Normas de producción y consumo insostenibles

Si este diagnóstico es acertado, los requisitos para una alternativa deben ser formulados de manera más radical de lo que está ocurriendo en el debate ecologista dominante. Ya no basta con exigir una «revolución verde» o un nuevo «contrato social». Porque a pesar de la fuerte retórica, esto deja intacta la economía política de los problemas, así como el modo de vida imperial. También es insuficiente esperar implícita o explícitamente que «la política» saque por fin las conclusiones correctas ante el hecho innegable –dado que científicamente está probado cada vez con mayor exactitud– de la crisis ecológica. Porque con esta expectativa se omite que el Estado no es un potencial polo opuesto, sino un garante esencial de la protección institucional del modo de vida imperial.

En lugar de eso, es indispensable reconocer la crisis ecológica en primer término como un indicio claro de un problema más fundamental: las normas de producción y consumo del Norte global, que se han formado con el capitalismo y finalmente se han generalizado, solo pueden mantenerse –aun en la variante moderna ecologizada– a costa de cada vez más violencia, destrucción ecológica y sufrimiento humano.

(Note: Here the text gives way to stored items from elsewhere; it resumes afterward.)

PR #617, opened 2026-07-22
Docker Autobuild

Zeitsperre:
## Overview

Changes:

* Added a Docker build and Docker Hub publishing workflow
* Dockerfile image adjustments:
    * Changed the base Dockerfile image from `condaforge/mambaforge` to `condaforge/miniforge3`
    * Adjusted the Dockerfile metadata to use `org.opencontainers` metadata conventions
* Fixed the Zenodo DOI badge to use the `latest` URL

## Related Issue / Discussion

Docker Hub Autobuild is a deprecated feature and we need to move away from it before April 2027 (ideally, much sooner): https://docs.docker.com/docker-hub/repos/manage/builds/migrate/

## Additional Information

https://github.com/Ouranosinc/jupyterhub/pull/42
https://github.com/bird-house/finch/pull/549


tlvu (approved):
LGTM.  Same workflow as the https://github.com/Ouranosinc/jupyterhub/pull/42?

Meaning
* `bump-my-version {major | minor | patch | date | build}` or `bump-my-version bump --new-version {#.#.#-YYYYmmdd | #.#.#-YYYYmmdd.b}` support?
* if a tag is seen, the Docker image built on Github will also be pushed to DockerHub?

Zeitsperre:
>     * `bump-my-version {major | minor | patch | date | build}` or `bump-my-version bump --new-version {#.#.#-YYYYmmdd | #.#.#-YYYYmmdd.b}` support?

Y esto solo se conseguiría en una pequeña parte del mundo. Debido a la política autoritaria, que sigue apostando por la valorización de la naturaleza y la división social, presenciamos ahora una acumulación de contradicciones sin precedentes. La reproducción de la sociedad y de sus bases biofísicas puede ser asegurada cada vez menos mediante el imperativo de crecimiento capitalista. Estamos viviendo una crisis de la gestión de crisis, una crisis de hegemonía y una crisis del Estado.

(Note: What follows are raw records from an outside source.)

PR #618, opened 2026-08-12
Cruft update

Zeitsperre:
## Overview

Changes:

* Updated the cookiecutter to the latest changes
* Replace `pre-commit` with `prek`
* Drop support for Python 3.10
* More consistent docuemntation formatting
* Project configuration now uses PEPs 639 and 735
* Employ `pytest` v9.0+ conventions
* `tox.ini` replaced by `tox.toml`

## Related Issue / Discussion

This does not yet include the changes found in https://github.com/bird-house/cookiecutter-birdhouse/pull/168

Some changes here may get ported there, particularly the Docker-related ones. I can add these at a later time.

## Additional Information

The cookiecutter is nowhere near as modern as the Ouranosinc project. There are likely a multitude of things that would be worthwhile porting from there as well.


docs/source/apidoc/modules.rst
aulemahal, line 1: Did you mean to push the `apidoc` files ? I just know we don't do it in xclim.

https://github.com/Ouranosinc/xclim/blob/879dcf2482bd6ba3bca6653bcb45f21c707524bb/.gitignore#L109-L114

aulemahal (approved):

docs/source/apidoc/modules.rst
Zeitsperre: Good catch. In `xclim`, we execute apidoc during the build process for ReaTheDocs: https://github.com/Ouranosinc/xclim/blob/879dcf2482bd6ba3bca6653bcb45f21c707524bb/.readthedocs.yml#L17

We also do this in the Ouranos cookiecutter, but not the Birdhouse one. Perhaps we should?

PR #150, opened 2021-02-04
[CD-257] Make the see all link label translatable in the OCHA services

orakili:
Ticket: CD-257

Simply makes the "See all" link label translatable.


left23 (approved):
Thanks @orakili
I will add this to `cd-226-design-system` branch too

PR #151, opened 2021-02-04
[CD-255] Fix menu attributes and add compatibility for GHO

orakili:
Ticket: CD-255

This does 2 thinks: 

1. Reset the "attributes" variable before passing it to the nested menus.

This prevents attributes added to the top menu elements to be added to the nested menus which is the equivalent of what `stable` and `classy` themes for example do via a `if/else`:

```twig
    {% if menu_level == 0 %}
      <ul{{ attributes }}>
    {% else %}
      <ul>
    {% endif %}
```

2. Add `span` around the `title` when displaying links in the navigation menu. This is for compatibility for GHO and ease styling (ex: centering the title vertically).

### DIFF
--- a/templates/navigation/menu--account.html.twig
+++ b/templates/navigation/menu--account.html.twig
@@ -78,12 +78,13 @@
         {% if item.is_expanded and item.below %}
 
           {%
-            do attributes
-              .setAttribute('data-cd-toggable', title)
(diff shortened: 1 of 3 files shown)


left23 (approved):
@orakili great, thanks.
I'll add this to `cd-226-design-system` branch too

PR #154, opened 2021-02-04
CD-226 cd-hero

left23:
Review the cd-hero component

See https://feature.commondesign-unocha-org.ahconu.org/demo#cd-hero

### DIFF
--- a/components/README.md
+++ b/components/README.md
@@ -23,7 +23,7 @@ Add a check if you've reviewed the component and it passes the Criteria.
 | cd-filter           |                     |                     |
 | cd-flow             |                     |                     |
 | cd-grid             |                     |                     |
-| cd-hero             |                     |                     |
+| cd-hero             |       :x:           |                     |
 | cd-image-grid       |                     |                     |
 | cd-link-list        |                     |                     |
 | cd-pagination       |                     |                     |


lazysoundsystem (approved):
Some general comments:

As with cd-banner, do we need cd-bleed for the non-twig version? And should the heights be the same? 370px for banners, 256px or 450px for heros.

Is it worth trying for more descriptive names for the styles? (e.g 'gradient', 'big-block', 'inset')

And I don't think we need captions for heros, but we probably will need photo credits. Should these go in the caption area, or do we need a 'cd-photo-credit' component?

left23:
> As with cd-banner, do we need cd-bleed for the non-twig version? 
Yep, added it for clarity.

> And should the heights be the same? 370px for banners, 256px or 450px for heros.
> 
> Is it worth trying for more descriptive names for the styles? (e.g 'gradient', 'big-block', 'inset')
We discussed this initially during our CD call in (November 10th, feel free to browse notes) and decided we'd stick to the generic naming. If/when we provide a catalogue it will be clearly marked so there should be no confusion even if the variant names aren't using descriptors that match the visual style. The main reason we opted not to bother naming them was it was hard and we could talk forever about what different names mean to people. I'll hold to that decision for now. 
BTW I like your naming suggestions.

> And I don't think we need captions for heros, but we probably will need photo credits. Should these go in the caption area, or do we need a 'cd-photo-credit' component?

The caption is optional (and came from IASC wanting a caption for their Hero image). I am treating the credit and caption as the same thing. Typically, I have seen both the caption and credit combined:
https://interagencystandingcommittee.org/results-group-2-accountability-and-inclusion
https://www.unocha.org/story/daily-noon-briefing-highlights-burkina-fasosenegal-ethiopia-niger

Unless there are other examples that contradict this, I think for simplicity we stick to the one component. I'm wondering now if the name is confusion but let's get evidence on this before we bother changing this. For now, I've updated the README for cd-banner and cd-hero "Use with cd-caption component for image caption and/or image credits."

PR #155, opened 2021-02-04
CD-226 cd-banner

left23:
Review of the cd-banner component

See https://feature.commondesign-unocha-org.ahconu.org/demo#cd-banner for examples

### DIFF
--- a/components/README.md
+++ b/components/README.md
@@ -8,7 +8,7 @@ Add a check if you've reviewed the component and it passes the Criteria.
 | cd-alert            | :heavy_check_mark:  |                     |
 | cd-article          |                     |                     |
 | cd-author           |                     |                     |
-| cd-banner           |        :x:          |                     |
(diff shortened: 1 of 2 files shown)


lazysoundsystem (approved):
Should we be using `srcset` to make sure we're not sending outsize images to mobile phones?

Other minor comments on https://github.com/UN-OCHA/common_design/commit/df2987ba7ee95291d910e58276ef3fa8c5933e13 and https://github.com/UN-OCHA/common_design/commit/f0f8296ffaed6090ab13ad4f9d28a7f7f969f626

left23:
> Should we be using `srcset` to make sure we're not sending outsize images to mobile phones?

Yes, but I was leaving this as an implementation detail. Definitely in Drupal we'll be using the Responsive image module which will handle all this.
It would be good to demonstrate this in the HTML too though as it might be a good starting point for the correct dimensions needed for the Responsive image module config. Time-permitting I will revisit.

PR #156, opened 2021-02-04
CD-226 cd-block-title

left23:
Review of the `cd-block-title` component

See https://feature.commondesign-unocha-org.ahconu.org/demo#cd-block-title for an example


lazysoundsystem (approved):
:heavy_check_mark:

PR #157, opened 2021-02-04
CD-226 cd-link-list

left23:
Review of the `cd-link-list` component

See https://feature.commondesign-unocha-org.ahconu.org/demo#cd-link-list for an example

### DIFF
--- a/components/README.md
+++ b/components/README.md
@@ -25,7 +25,7 @@ Add a check if you've reviewed the component and it passes the Criteria.
 | cd-grid             |                     |                     |
 | cd-hero             |                     |                     |
 | cd-image-grid       |                     |                     |
-| cd-link-list        |         :x:         |                     |
+| cd-link-list        | :heavy_check_mark:  |                     |
 | cd-pagination       |                     |                     |
 | cd-read-more        |                     |                     |
 | cd-search           |                     |                     |
--- a/components/README.md
+++ b/components/README.md
@@ -25,7 +25,7 @@ Add a check if you've reviewed the component and it passes the Criteria.
 | cd-grid             |                     |                     |
 | cd-hero             |                     |                     |
 | cd-image-grid       |                     |                     |
-| cd-link-list        |                     |                     |
+| cd-link-list        |         :x:         |                     |
 | cd-pagination       |                     |                     |
 | cd-read-more        |                     |                     |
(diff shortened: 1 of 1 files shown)


lazysoundsystem (approved):
On a wide screen, the chevrons aren't clearly connected with the text (until you notice them). I recently tried this https://christianheilmann.com/2020/11/26/back-to-basics-creating-a-clickable-card-interface-in-plain-html-css-and-javascript/ and it's very simple and effective and could be useful here.

I noticed that the html template has more links than the twig one, and includes cd-grid.

And for consistency, we could have an 'rtl' section to flip the chevron.

left23:
> On a wide screen, the chevrons aren't clearly connected with the text (until you notice them). I recently tried this https://christianheilmann.com/2020/11/26/back-to-basics-creating-a-clickable-card-interface-in-plain-html-css-and-javascript/ and it's very simple and effective and could be useful here.

I know what you mean. This is based on the design. I think the original intent was for this to be a sidebar component so the content and the icon were meant to be close together (screenshot from Figma mockups)
Selection_010
However, there is nothing preventing this being used in a full-width situation so at the very least we should make a note of this in the README.

I personally don't like the pattern where an entire teaser is clickable because I feel it's misleading to the user and promotes accidental clicking and ending up on different pages without being completely aware as to why - especially on mobile where the white space is often used for touching to scroll. I don't think it warrants it in this case, as we don't really have good evidence this pattern actually improves UX. We're going for simplicity where possible and for me that starts with HTML elements acting like we'd expect. If/when we have evidence where this is not adequate we should revisit.

> I noticed that the html template has more links than the twig one, and includes cd-grid.
Yep, I will make sure these match by adding that second instance to the Twig template too. The ideas was to see how easily I could apply a grid layout to this component. It seems to work alright so it's good to demonstrate. It was came from trying to figure out how to deal with this component when it displays the full width of the main div.

Selection_011



> And for consistency, we could have an 'rtl' section to flip the chevron.
Yes, there's a lot of work needed for proper RTL but this is a good start and we've got similar rules in other components. I'll add it.

left23:
I will spend a little time working with this component and the `cd-title-list` to see whether I can easily go from just a title link and chevron icon, to image, title, description text and chevron icon as a variant option.

PR #158, opened 2021-02-04
CD-226 cd-title-list

left23:
Review of the `cd-title-list` component

See https://feature.commondesign-unocha-org.ahconu.org/demo#cd-title-list for an example


lazysoundsystem (approved):
Wondering if this could be part of cd-link-list.

left23:
> Wondering if this could be part of cd-link-list.

I've wondered too but I like the simplicity of this one. It doesn't allow for any other info, whereas `cd-link-list` is to cater for a 
variety of content displays. I will comment more about that one on its PR.

PR #159, opened 2021-02-08
CD-226 cd-link-list vs cd-title-list

left23:
As described on Trello https://trello.com/c/GEMMqZ60/1-cd-title-list-vs-cd-link-list
first pass to combine these two components.
Not really sold on the idea so leaving it here and setting this as draft.


left23:
I will close this unless there's objections. It illustrates two ways of doing the same thing, and the component never became relevant enough for this to move forward.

Numerosas alternativas responden a esta crisis. Estas alternativas deben ser valoradas en virtud de su aptitud para ser generalizadas y su eficacia social. ¿Hasta qué punto se vislumbran en los movimientos por la democracia energética, la soberanía alimentaria o la economía solidaria, por nombrar algunos, los contornos de una socialización democrática en un sentido fuerte? Esta sería una sociedad basada en el principio de que todos los afectados por las consecuencias de una decisión participen en igualdad de derechos a la hora de tomarla. Y solo un principio de regulación social semejante constituye una respuesta adecuada al modo de vida imperial, que se ha convertido en insostenible.